/---
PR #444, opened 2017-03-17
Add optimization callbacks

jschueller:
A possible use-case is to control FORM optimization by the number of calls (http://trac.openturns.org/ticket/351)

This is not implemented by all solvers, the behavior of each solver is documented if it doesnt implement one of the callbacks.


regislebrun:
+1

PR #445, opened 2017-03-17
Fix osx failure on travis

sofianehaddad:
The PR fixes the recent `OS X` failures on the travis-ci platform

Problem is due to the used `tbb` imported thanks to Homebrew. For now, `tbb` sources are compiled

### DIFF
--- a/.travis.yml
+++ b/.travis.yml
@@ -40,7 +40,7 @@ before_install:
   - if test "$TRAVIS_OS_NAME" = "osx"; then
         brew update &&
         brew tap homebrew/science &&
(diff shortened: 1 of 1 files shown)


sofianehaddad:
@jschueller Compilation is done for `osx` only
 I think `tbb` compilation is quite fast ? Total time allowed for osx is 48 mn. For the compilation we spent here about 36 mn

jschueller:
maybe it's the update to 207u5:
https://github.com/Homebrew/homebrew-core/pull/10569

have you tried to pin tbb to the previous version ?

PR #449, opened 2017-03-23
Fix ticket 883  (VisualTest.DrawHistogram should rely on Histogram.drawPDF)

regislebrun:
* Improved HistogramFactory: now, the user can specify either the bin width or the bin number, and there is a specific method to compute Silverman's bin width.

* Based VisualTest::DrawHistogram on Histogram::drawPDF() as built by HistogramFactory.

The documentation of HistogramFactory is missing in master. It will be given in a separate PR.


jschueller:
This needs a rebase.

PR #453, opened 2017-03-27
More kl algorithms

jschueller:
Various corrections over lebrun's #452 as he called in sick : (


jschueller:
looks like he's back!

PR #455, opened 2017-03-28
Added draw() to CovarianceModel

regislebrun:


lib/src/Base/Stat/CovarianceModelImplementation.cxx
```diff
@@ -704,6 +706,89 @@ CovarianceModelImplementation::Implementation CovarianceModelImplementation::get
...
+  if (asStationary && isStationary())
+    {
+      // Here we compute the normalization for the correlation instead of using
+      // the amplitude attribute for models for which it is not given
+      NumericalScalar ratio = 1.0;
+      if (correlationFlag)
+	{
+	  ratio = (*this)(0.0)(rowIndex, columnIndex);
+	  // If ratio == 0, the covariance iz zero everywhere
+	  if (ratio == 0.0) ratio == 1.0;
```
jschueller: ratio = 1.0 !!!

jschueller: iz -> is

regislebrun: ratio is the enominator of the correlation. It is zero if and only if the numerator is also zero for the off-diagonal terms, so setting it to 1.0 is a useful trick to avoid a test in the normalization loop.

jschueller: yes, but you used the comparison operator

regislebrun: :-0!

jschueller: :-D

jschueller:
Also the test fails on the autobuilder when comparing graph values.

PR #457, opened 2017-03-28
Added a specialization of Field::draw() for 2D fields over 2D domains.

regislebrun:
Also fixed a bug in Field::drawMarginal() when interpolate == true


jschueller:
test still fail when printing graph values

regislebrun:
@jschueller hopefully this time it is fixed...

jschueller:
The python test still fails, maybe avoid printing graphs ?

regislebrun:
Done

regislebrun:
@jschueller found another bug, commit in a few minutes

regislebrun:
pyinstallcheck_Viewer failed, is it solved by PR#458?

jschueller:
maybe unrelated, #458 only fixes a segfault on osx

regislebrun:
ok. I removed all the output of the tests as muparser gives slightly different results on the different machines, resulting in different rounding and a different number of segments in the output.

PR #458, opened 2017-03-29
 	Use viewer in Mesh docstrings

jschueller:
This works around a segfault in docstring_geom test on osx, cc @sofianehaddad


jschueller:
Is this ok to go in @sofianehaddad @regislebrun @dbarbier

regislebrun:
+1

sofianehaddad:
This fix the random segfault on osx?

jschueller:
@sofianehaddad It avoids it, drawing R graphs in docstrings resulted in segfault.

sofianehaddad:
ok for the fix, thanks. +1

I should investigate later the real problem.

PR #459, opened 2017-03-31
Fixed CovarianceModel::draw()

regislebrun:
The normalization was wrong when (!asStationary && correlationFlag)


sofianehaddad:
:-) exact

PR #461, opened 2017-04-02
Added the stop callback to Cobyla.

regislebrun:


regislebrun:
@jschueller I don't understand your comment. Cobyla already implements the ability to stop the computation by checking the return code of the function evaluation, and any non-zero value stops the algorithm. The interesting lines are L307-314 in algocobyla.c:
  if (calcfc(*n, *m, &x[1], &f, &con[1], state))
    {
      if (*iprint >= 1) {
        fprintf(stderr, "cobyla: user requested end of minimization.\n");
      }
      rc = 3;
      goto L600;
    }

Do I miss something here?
\---
A single number is the answer here: how many lines above carry the string "thanks"?

2